INSTRUCTIONS FOR THE TASK: Check every line of the entries below for "example", and copy the lines that have it.

EXTRACTED DATA:
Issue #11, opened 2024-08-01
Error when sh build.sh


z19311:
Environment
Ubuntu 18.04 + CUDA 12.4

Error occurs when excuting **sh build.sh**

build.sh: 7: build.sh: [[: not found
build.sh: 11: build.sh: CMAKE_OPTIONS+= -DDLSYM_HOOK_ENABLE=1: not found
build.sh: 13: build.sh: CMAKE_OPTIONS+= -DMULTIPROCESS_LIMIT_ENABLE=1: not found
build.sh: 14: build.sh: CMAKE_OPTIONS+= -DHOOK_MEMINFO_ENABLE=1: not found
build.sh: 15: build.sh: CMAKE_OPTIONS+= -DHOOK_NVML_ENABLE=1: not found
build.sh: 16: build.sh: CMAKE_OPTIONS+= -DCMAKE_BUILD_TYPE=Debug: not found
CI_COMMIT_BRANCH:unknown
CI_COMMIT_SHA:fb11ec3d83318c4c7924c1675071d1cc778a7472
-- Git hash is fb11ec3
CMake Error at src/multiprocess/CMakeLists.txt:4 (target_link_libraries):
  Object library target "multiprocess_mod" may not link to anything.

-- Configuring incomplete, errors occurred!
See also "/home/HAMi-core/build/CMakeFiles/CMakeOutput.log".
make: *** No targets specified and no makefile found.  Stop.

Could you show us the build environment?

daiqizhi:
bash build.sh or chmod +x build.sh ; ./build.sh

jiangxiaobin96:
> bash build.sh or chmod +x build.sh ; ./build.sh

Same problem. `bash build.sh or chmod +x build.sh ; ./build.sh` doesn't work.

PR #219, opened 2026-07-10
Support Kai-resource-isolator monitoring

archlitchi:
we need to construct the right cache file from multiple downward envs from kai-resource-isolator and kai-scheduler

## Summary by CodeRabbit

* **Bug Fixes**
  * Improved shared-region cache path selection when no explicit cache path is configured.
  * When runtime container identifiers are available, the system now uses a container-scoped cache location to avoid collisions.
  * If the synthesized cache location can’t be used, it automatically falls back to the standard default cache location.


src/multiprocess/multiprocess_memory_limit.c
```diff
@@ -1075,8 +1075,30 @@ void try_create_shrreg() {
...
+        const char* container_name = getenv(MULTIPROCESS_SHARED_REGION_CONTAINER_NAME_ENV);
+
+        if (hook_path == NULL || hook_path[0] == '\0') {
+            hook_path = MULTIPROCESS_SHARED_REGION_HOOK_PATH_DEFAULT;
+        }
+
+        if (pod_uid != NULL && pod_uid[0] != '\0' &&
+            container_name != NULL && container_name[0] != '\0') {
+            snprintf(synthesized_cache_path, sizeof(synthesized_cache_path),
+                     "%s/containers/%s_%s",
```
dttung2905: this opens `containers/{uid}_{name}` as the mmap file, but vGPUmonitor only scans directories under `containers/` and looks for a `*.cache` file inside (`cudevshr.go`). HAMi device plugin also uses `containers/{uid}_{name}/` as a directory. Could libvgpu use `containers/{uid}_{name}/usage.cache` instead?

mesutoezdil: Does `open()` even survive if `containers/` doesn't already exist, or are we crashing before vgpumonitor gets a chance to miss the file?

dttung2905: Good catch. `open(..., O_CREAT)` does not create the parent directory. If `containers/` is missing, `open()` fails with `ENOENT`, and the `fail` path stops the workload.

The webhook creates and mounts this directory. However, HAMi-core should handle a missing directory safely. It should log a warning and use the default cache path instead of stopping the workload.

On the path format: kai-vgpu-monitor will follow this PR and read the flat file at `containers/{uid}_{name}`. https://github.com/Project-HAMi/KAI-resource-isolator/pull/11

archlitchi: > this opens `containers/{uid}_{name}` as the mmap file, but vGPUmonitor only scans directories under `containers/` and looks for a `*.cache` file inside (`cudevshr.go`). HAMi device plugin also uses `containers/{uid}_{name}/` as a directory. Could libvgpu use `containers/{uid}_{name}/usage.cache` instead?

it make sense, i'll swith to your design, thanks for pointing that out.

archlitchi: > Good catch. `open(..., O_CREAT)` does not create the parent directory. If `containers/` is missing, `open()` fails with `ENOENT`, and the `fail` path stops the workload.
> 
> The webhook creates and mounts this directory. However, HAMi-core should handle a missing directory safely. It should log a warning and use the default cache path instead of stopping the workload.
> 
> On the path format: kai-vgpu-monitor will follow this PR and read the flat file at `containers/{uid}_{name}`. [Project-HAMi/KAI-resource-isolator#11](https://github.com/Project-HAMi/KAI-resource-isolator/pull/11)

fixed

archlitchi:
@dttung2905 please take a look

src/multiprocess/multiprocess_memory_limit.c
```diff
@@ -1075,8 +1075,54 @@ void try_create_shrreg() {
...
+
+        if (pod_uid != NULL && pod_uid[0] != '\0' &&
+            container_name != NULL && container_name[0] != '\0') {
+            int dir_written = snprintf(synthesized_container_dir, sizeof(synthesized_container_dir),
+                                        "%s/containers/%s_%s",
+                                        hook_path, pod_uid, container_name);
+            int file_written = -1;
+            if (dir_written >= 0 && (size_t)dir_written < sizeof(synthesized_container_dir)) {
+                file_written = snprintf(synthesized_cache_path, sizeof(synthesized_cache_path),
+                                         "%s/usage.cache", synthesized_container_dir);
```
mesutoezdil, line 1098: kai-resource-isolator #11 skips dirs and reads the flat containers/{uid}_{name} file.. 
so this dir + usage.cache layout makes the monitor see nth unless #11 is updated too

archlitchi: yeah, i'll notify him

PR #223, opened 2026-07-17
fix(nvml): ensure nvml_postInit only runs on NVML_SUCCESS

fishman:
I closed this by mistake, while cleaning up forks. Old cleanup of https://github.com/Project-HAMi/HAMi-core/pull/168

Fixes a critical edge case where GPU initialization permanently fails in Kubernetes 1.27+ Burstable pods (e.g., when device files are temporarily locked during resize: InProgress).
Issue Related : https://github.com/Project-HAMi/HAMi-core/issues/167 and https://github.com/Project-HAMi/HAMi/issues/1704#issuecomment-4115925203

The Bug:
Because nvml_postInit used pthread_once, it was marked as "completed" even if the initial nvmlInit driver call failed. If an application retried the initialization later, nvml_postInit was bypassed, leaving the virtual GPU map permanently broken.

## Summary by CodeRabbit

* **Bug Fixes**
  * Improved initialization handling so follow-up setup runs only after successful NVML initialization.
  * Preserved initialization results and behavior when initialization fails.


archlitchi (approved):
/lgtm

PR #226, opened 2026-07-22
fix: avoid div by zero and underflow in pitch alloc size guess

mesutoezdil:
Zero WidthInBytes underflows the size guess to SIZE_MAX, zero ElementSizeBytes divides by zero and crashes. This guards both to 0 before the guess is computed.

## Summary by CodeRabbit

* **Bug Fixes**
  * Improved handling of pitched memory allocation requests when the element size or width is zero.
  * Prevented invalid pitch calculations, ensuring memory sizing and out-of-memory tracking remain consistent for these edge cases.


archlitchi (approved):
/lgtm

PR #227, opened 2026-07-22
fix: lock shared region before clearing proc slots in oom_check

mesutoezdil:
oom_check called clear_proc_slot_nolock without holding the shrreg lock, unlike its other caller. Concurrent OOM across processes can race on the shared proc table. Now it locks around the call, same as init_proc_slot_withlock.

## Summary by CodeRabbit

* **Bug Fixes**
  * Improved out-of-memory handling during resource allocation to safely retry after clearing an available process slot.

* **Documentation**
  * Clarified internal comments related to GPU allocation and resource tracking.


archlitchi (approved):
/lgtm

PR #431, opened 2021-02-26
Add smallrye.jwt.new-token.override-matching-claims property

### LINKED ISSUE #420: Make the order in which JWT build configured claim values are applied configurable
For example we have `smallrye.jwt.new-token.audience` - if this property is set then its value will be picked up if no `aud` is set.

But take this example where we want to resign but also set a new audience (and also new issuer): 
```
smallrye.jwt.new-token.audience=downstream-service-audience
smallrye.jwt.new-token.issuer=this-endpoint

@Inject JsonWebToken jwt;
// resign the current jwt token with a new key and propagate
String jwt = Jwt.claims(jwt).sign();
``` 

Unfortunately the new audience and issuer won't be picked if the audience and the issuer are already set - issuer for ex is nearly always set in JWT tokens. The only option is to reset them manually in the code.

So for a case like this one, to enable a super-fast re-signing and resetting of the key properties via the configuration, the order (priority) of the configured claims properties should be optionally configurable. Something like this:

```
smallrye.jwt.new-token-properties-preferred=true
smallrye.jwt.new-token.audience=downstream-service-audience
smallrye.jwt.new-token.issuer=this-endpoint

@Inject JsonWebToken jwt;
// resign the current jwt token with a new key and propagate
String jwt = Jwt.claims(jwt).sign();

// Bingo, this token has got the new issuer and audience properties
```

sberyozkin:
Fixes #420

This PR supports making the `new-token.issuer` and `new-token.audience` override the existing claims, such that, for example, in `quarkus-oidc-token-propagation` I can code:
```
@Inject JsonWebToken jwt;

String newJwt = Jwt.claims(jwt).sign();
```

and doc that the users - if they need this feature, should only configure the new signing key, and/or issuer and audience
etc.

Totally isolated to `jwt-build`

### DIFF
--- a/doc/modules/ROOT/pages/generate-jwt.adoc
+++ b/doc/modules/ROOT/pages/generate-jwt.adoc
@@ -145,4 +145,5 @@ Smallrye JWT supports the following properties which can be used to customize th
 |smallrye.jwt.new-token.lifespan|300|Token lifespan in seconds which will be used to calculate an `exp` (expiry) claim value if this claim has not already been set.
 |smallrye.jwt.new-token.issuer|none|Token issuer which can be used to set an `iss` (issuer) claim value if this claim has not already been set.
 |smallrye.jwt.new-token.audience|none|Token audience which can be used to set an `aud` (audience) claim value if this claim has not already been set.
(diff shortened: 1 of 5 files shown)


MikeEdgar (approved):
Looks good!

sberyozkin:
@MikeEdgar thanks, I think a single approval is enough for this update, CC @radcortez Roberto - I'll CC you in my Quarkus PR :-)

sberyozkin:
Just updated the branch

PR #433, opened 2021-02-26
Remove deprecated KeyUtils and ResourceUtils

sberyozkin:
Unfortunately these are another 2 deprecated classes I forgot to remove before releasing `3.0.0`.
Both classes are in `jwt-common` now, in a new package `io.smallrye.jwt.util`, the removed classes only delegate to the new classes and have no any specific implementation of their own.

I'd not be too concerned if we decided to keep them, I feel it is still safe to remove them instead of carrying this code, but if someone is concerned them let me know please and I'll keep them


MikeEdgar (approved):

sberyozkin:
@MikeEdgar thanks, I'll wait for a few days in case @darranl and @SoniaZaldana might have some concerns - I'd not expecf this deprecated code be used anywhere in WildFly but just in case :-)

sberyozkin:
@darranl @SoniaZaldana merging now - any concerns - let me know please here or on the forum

SOLUTION:
For example we have `smallrye.jwt.new-token.audience` - if this property is set then its value will be picked up if no `aud` is set.
But take this example where we want to resign but also set a new audience (and also new issuer): 
This PR supports making the `new-token.issuer` and `new-token.audience` override the existing claims, such that, for example, in `quarkus-oidc-token-propagation` I can code:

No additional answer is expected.